Survey of Oka theory

TL;DR

This survey reviews the development of Oka theory in complex geometry, discussing key concepts like Oka manifolds, ellipticity, and their homotopy-theoretic framework, along with recent applications and open problems.

Contribution

It provides a comprehensive overview of Oka theory, including recent advances, geometric conditions, and the integration into homotopy theory, highlighting developments since Gromov's 1989 paper.

Findings

Introduction of Oka manifolds and maps

Ellipticity as a key sufficient condition

Integration of Oka theory into homotopy-theoretic framework

Abstract

Oka theory has its roots in the classical Oka principle in complex analysis.

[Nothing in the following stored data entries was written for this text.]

PR #353, opened 2017-01-27
Inspect all known OSFamilies

nacx:
Inspect all known OS families when trying to determine the OSFamily of an image. It also performs a case-insensitive comparison now, so we'll have more chances to get images with the proper OS.

/cc @andreaturli


nacx:
Pushed to [master](http://git-wip-us.apache.org/repos/asf/jclouds-labs/commit/64bdc801) and [2.0.x](http://git-wip-us.apache.org/repos/asf/jclouds-labs/commit/84f31cb8).

PR #359, opened 2017-02-08
Improve image lookup when getting node info

nacx:
Listing images in azure is **very** expensive, as it needs to list the publishers, offers, SKUs and versions.

The function that transforms a VM to the jclouds Node, uses a cached image map (populated with the contents of the image cache) to get the details of the image corresponding to the node. The problem is that when listing nodes (or getting a single one), if the image cache has not yet been populated, a call to the `listImages` method is done. This is likely to be a performance killer in many situations where users might only be interested in nodes.

This PR changes this behavior to just call the `getImage` method to get the details of the VM image. This call is not cached, though, and it means that when listing N nodes, there will be N calls to get the image. This call, however, is not expensive, and I believe in most cases this approach will perform better than having to get the entire image list.

Also take into account that the image cache is destroyed when a context is destroyed, so the use cases where users need to create/destroy the contexts more often than desired would perform bad too in the current approach.

I still have to test this and compare several runs of the compute service live tests with and without this change, but @andreaturli, @aledsage I'd love to have your feedback on this.

(This PR also refactors some logic in the function to other classes and removes redundant code).


neykov:
LGTM. Could still use the image cache and fall back to `getImage` only if empty.

nacx:
Thanks @neykov! I've applied the change. The ImageCache already provides [a method](https://github.com/jclouds/jclouds/blob/master/compute/src/main/java/org/jclouds/compute/suppliers/ImageCacheSupplier.java#L152-L165) to do that, so it's been easy. That method directly uses the underlying cache, without initializing the memoized supplier that fetches all images. Calling there should do what we need here.
Feedback welcome!

andreaturli:
+1 looks like a desired improvement.
not yet tested though

andreaturli:
@nacx looks like the failures are valid

https://jclouds.ci.cloudbees.com/job/jclouds-labs-pull-requests/1694/org.apache.jclouds.labs$azurecompute-arm/testReport/junit/org.jclouds.azurecompute.arm.features/SubnetApiMockTest/start/

can you fix them so that we can merge it?

nacx:
Oops, I build locally the "classic" Azure provider! It's fixed now. The ImageCacheSupplier is intentionally not marked as "injectable", to avoid people relying on internal classes. It is safe to inject the image supplier and check its type.

nacx:
Squashed and pushed to [master](http://git-wip-us.apache.org/repos/asf/jclouds-labs/commit/cd48a2eb) and [2.0.x](http://git-wip-us.apache.org/repos/asf/jclouds-labs/commit/40050076). Thanks for having a loog @neykov @andreaturli!

andreaturli:
cool! thanks @nacx

PR #366, opened 2017-03-01
Remove all sonatype snapshot repositories

nacx:


b2/pom.xml
```diff
@@ -41,20 +41,6 @@
...
-      <id>apache-snapshots</id>
-      <url>https://repository.apache.org/content/repositories/snapshots</url>
-      <releases>
-        <enabled>false</enabled>
-      </releases>
-      <snapshots>
-        <enabled>true</enabled>
-      </snapshots>
-    </pluginRepository>
-  </pluginRepositories>
```
demobox: @nacx: I'm assuming we're basing this change on the idea that users have configured the Apache snapshots repo in their settings, as described in http://jclouds.apache.org/start/install/?

nacx: This pom inherits the labs root pom, which inherits from the jclouds-project one, so it should already have the plugin repo configured.

nacx:
Pushed to master as [4d80bd7a](http://git-wip-us.apache.org/repos/asf/jclouds-labs/commit/4d80bd7a).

It has emerged as a subfield of complex geometry in its own right since the appearance of a seminal paper of M. Gromov in 1989. Following a brief review of Stein manifolds, we discuss the recently introduced category of Oka manifolds and Oka maps. We consider geometric sufficient conditions for being Oka, the most important of which is ellipticity, introduced by Gromov. We explain how Oka manifolds and maps naturally fit into an abstract homotopy-theoretic framework. We describe recent applications and some key open problems. This article is a much expanded version of the lecture given by the first-named author at the conference RAFROT 2010 in Rincon, Puerto Rico, on March 22, 2010, and of a brief survey article by the second-named author in Notices Amer. Math. Soc., January 2010.